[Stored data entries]
_ _ _ _ _ _ _

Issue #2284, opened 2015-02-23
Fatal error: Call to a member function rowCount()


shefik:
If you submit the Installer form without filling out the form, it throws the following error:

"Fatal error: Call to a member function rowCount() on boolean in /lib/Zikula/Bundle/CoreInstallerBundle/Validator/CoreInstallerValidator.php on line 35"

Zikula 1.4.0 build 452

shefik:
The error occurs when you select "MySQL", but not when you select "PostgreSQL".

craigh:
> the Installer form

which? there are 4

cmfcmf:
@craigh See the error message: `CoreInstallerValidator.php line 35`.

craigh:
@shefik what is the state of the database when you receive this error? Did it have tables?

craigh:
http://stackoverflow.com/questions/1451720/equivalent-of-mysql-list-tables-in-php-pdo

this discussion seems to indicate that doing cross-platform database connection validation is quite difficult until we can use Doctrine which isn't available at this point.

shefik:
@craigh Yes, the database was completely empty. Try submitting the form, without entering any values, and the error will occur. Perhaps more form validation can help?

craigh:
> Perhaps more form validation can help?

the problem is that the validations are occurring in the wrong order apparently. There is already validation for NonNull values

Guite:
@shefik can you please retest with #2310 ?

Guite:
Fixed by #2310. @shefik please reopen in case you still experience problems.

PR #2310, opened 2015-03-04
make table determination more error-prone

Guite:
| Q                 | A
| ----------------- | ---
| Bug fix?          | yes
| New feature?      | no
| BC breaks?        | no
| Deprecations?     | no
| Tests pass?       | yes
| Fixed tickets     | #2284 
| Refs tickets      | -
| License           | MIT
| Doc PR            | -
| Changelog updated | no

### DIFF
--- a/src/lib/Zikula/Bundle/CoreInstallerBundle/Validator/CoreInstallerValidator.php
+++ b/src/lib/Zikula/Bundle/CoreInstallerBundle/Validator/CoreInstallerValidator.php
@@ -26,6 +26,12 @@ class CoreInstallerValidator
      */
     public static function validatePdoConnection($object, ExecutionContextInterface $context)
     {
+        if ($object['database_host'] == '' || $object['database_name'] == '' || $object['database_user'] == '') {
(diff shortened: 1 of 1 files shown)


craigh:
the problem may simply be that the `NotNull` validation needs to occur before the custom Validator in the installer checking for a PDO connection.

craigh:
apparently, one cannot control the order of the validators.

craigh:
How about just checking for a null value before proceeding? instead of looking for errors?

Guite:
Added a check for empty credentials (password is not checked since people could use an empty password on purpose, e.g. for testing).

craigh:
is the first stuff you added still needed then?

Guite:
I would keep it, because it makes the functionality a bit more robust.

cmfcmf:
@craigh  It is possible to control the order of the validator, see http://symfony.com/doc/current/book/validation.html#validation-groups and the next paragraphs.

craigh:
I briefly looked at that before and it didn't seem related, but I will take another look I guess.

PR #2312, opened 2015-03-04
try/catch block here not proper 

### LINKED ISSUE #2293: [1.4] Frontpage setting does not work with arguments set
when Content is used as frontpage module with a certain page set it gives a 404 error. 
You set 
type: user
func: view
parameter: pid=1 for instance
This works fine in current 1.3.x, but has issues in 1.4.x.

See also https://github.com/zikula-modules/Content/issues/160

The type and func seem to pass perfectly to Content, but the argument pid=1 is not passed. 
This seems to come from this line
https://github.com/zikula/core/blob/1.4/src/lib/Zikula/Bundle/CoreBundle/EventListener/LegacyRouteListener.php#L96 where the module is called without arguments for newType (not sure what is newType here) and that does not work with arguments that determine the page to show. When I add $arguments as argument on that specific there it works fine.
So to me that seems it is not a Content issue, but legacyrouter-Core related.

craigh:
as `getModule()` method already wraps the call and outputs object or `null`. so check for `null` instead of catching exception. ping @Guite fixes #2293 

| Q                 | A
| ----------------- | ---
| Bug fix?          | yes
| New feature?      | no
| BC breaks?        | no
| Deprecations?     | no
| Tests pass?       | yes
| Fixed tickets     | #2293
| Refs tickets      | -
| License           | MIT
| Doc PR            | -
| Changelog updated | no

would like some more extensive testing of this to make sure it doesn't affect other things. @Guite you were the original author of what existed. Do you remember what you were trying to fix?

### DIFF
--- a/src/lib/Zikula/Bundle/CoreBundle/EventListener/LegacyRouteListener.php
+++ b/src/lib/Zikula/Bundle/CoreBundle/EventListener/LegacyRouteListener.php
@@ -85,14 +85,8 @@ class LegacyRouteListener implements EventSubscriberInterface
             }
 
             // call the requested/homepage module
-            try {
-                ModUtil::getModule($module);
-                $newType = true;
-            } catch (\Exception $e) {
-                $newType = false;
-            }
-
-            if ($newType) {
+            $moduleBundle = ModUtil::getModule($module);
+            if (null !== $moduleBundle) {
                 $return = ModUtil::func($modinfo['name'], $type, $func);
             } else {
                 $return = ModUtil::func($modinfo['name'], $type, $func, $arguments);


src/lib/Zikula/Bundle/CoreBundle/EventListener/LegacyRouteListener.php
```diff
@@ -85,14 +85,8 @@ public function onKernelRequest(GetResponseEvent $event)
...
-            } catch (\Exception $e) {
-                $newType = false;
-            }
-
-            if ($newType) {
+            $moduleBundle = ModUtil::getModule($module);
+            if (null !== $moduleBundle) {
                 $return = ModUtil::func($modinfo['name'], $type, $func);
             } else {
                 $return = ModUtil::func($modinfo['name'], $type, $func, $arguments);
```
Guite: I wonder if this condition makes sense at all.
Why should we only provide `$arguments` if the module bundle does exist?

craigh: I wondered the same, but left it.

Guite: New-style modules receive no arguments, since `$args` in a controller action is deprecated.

_ _ _ _ _ _ _

◆ **Work required**:
The output should be exactly the lines above from the line containing "(diff shortened: 1 of 1 files shown)" to the line containing "### LINKED ISSUE", inclusive, with no other lines.

◆ **Solution to this task**:
(diff shortened: 1 of 1 files shown)


craigh:
the problem may simply be that the `NotNull` validation needs to occur before the custom Validator in the installer checking for a PDO connection.

craigh:
apparently, one cannot control the order of the validators.

craigh:
How about just checking for a null value before proceeding? instead of looking for errors?

Guite:
Added a check for empty credentials (password is not checked since people could use an empty password on purpose, e.g. for testing).

craigh:
is the first stuff you added still needed then?

Guite:
I would keep it, because it makes the functionality a bit more robust.

cmfcmf:
@craigh  It is possible to control the order of the validator, see http://symfony.com/doc/current/book/validation.html#validation-groups and the next paragraphs.

craigh:
I briefly looked at that before and it didn't seem related, but I will take another look I guess.

PR #2312, opened 2015-03-04
try/catch block here not proper 

### LINKED ISSUE #2293: [1.4] Frontpage setting does not work with arguments set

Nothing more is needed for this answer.